In July, the state’s Republican-led Joint Committee for Review of Administrative Rules voted down an emergency rule from the Wisconsin Elections Commission. The rule addressed having local election officials fill in missing witness address information on absentee ballot envelopes. Voting absentee by mail requires a witness to sign their name and address.

READ MORE: Republicans reject rule requiring clerks to correct addresses on absentee ballot certificates

Elections Commission guidance on this issue goes back to 2016, when both Republican and Democratic members unanimously approved requiring clerks to fill in missing address information if it was “reasonably ascertainable” from what was already on the ballot envelope.

Yablon said it’s possible to view the legislative committee’s efforts to tighten voting rules as an attempt by state Republicans in power to limit absentee votes, under the assumption those would skew Democratic. But he said doing so would likely lose Republican votes to the same “very minor technicalities.”

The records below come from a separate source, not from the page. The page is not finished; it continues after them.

PR #72, opened 2022-11-21
remove OTLP traces downgrade

domasx2:
We were downgrading traces OTLP JSON payload to older version of OTLP to support Grafana Agent, because it was using OTEL collector <0.55.
Grafana Agent 0.29.0 upgrades to OTEL collector 0.61.0 which switches to new version of OTLP payload for traces.

**Breaking change** This PR removes the traces payload downgrade, so now it supports Grafana Agent >= 0.29.0, but no longer supports < 0.29.0.


bfmatei (approved):
lgtm overall

PR #74, opened 2022-11-30
Fix broken link in readme 

sunker:
**What is this feature and why do we need it?**

Seems like the link to @grafana/faro-react was broken. This PR should fix that.


domasx2 (approved):

domasx2:
Thank you!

One example: Will there be fights over ballots where the witness address is filled out but missing the zip code? Could the clerks reasonably determine where that ballot came from, as they have over the last six years?

Yablon said Republicans say the law is clear — clerks don’t have the authority to add in some missing information about the ballot witness. But when others say the law doesn’t clearly explain how much of a witness address is needed, that’s when Elections Commission guidance is helpful.

Absentee voting is underway. Yablon said he wished this matter would have been sorted out earlier because complaints that come after the election — especially in races with close outcomes — aren’t going to appear neutral and objective.

“This is a little bit of a confusing situation. (It is) definitely not ideal,” he said. “It’s just a shame that a lot of this remains unresolved while votes are being cast.”